Exercise
Return every line of the data that contains the string "project".

Saved entries
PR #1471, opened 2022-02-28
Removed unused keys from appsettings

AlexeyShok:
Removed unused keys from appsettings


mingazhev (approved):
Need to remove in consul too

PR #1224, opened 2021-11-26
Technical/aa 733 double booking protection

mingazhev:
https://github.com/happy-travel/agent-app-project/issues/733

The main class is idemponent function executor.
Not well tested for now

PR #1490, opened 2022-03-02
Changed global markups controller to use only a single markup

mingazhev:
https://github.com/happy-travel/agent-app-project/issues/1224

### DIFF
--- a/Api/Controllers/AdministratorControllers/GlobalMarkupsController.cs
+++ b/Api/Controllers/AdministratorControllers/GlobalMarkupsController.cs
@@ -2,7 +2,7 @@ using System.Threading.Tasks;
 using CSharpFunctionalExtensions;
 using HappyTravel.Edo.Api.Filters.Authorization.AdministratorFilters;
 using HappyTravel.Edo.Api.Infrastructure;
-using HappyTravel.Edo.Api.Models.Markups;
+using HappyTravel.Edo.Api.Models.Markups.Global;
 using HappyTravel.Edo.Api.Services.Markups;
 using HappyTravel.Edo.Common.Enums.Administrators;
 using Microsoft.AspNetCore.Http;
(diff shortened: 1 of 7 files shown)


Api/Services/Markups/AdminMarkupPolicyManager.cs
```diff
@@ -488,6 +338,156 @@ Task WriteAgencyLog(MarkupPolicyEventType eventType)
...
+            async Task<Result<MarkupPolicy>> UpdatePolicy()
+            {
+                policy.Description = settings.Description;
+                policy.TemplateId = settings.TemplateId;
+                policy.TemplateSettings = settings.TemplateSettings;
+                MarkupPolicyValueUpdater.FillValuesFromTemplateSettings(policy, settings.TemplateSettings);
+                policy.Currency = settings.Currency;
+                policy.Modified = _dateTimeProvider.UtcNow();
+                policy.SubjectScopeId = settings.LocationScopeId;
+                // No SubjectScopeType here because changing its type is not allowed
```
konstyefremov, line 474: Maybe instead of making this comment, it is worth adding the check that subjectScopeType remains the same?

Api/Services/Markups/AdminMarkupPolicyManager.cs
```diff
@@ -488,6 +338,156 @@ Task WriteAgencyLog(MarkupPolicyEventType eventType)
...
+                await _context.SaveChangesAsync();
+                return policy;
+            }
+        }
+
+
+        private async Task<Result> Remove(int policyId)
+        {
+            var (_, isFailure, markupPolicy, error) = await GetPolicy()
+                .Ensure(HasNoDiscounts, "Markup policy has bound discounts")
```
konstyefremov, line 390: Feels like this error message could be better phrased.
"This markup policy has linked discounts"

Result for this exercise
https://github.com/happy-travel/agent-app-project/issues/733
https://github.com/happy-travel/agent-app-project/issues/1224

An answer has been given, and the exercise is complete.